Vekî‘, Aħbârü’l-ķuđât, III, 285; Arîb b. Sa‘d, Śılatü’t-Târîħi’t-Ŧaberî (Taberî, Târîħ [Ebü’l-Fazl] içinde), XI, 36, 70, 79, 120; Ebû Bekir ez-Zübeydî, Ŧabaķātü’n-naĥviyyîn ve’l-luġaviyyîn (nşr. M. Ebü’l-Fazl), Kahire 1984, s. 138, 187; Tenûhî, Nişvârü’l-muĥâđara ve aħbârü’l-müźâkere (nşr.
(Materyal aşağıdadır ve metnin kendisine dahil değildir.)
PR #221, opened 2016-05-02
Changing ReplyTo with CallbackQueue for legacy callback support

### LINKED ISSUE #202: Audit message is sent to the address from `NServiceBus.SqlServer.CallbackQueue` header

tmasternak:
Fixes #202 


tmasternak:
@SimonCropp this is the alternative approach to fixing legacy callback messages. I've branched if of #211 because changes have been made around message parsing. Pretty much all action happens in [here](https://github.com/Particular/NServiceBus.SqlServer/pull/221/files#diff-b85b5b4ccb8367cf5f56df95bde2e819R97).

Please note that I have removed any conditions on MessageIntent and now any type of message that is received will have `ReplyTo` overridden if `CallbackQueue` header exists.

/cc: @SzymonPobiega

src/NServiceBus.SqlServer/Legacy/Callbacks/LegacyCallbacks.cs
```diff
@@ -0,0 +1,15 @@
+﻿namespace NServiceBus.Transports.SQLServer
+{
+    using System.Collections.Generic;
+
+    class LegacyCallbacks
+    {
+        public static void SubstituteReplyToWithCallbackQueueIfExists(Dictionary<string, string> headers)
+        {
+            if (headers.ContainsKey("NServiceBus.SqlServer.CallbackQueue"))
```
SzymonPobiega: Use `TryGetValue`?

tmasternak: :+1:

PR #222, opened 2016-05-04
Fixing flaky att

tmasternak:

/cc: @SzymonPobiega


SzymonPobiega:
It this already fixed in the core (but not yet released)?

tmasternak:
Correct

Abbûd eş-Şâlecî), Beyrut 1391/1971, I, 47, 163, 242-244, 255-259; Hatîb, Târîħu Baġdâd, IV, 30-34; Kemâleddin el-Enbârî, Nüzhetü’l-elibbâǿ (nşr. İbrâhim es-Sâmerrâî), Zerkā 1405/1985, s. 188-191; İbnü’l-Cevzî, el-Muntažam (Atâ), XIII, 292-295; Yâkūt, MuǾcemü’l-üdebâǿ, I, 87-91; II, 138-161; İbnü’l-Esîr, el-Kâmil, VIII, 223; Zehebî, AǾlâmü’n-nübelâǿ, XIV, 497-500; a.mlf., el-Ǿİber, I, 476-477; Safedî, el-Vâfî, VI, 235-237; İbn Kesîr, el-Bidâye, XI, 165; Kureşî, el-Cevâhirü’l-muđiyye, I, 137-142; III, 20; İbn Kutluboğa, Tâcü’t-terâcim (nşr. İbrâhim Sâlih), Beyrut 1412/1992, s. 32-34; Süyûtî, Buġyetü’l-vuǾât, I, 295-296; Temîmî, Ŧabaķātü’s-seniyye, I, 271-276; Keşfü’ž-žunûn, I, 46; II, 1417, 1920; İbnü’l-İmâd, Şeźerât, II, 276; H. Laust, “Ibn Buhlūl”, EI² (İng.), III, 739; M. Âsaf Fikret, “İbn Bühlûl”, DMBİ, III, 142-143.